McCarthy has less room to maneuver than McConnell. The House is a hotbox chamber where every member is up for reelection every two years, unlike the Senate, where members get six-year terms. McCarthy has sent mixed signals on just about everything, from Greene to Cheney to Trump. But his trip to meet with Trump last week in Florida and the photo of the two of them together is the most significant move he’s made.

McConnell also has done some fighting of Trumpism — and some flight. He voted not to move forward with the impeachment trial, after signaling prior to that that he was open to voting to convict Trump.

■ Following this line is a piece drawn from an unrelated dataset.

PR #2288, opened 2025-02-08
CV2-5781 remove save from Shared Feed

sarahkeh:
## Description

Shared feeds that displayed Media Clusters had an unusable Save button.  There was already a disableSave value being passed, the logic was just backwards, where if disableSave was true, the button would show.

But the Senate Republican leader, known for being a tactician primarily interested in holding power, has nonetheless taken a more confrontational approach to Trumpism over the past few weeks. Most recently this week, he denounced Greene for endorsing “loony lies and conspiracy theories” that are a “cancer for the Republican Party.”

McConnell also backed Cheney, calling her “an important leader in our party” and someone “with deep convictions and the courage to act on them.”

It was a clear attempt to signal to Republicans in the House that they should support Cheney and it put pressure on McCarthy to punish Greene.

A Republican strategist said Greene’s lightning-rod profile could hurt Republicans in the 2022 midterm elections if she is not condemned and rejected, in the same way that polling indicates Democrats were hurt in the 2020 election by discussions of socialism and radical proposals tacitly embraced by some of their lawmakers, such as defunding the police.

Referencing one of the conspiracy theories that Greene has speculated about in the past, the strategist said: “There is no path back to the majority if our candidates are explaining Jewish space lasers next fall.”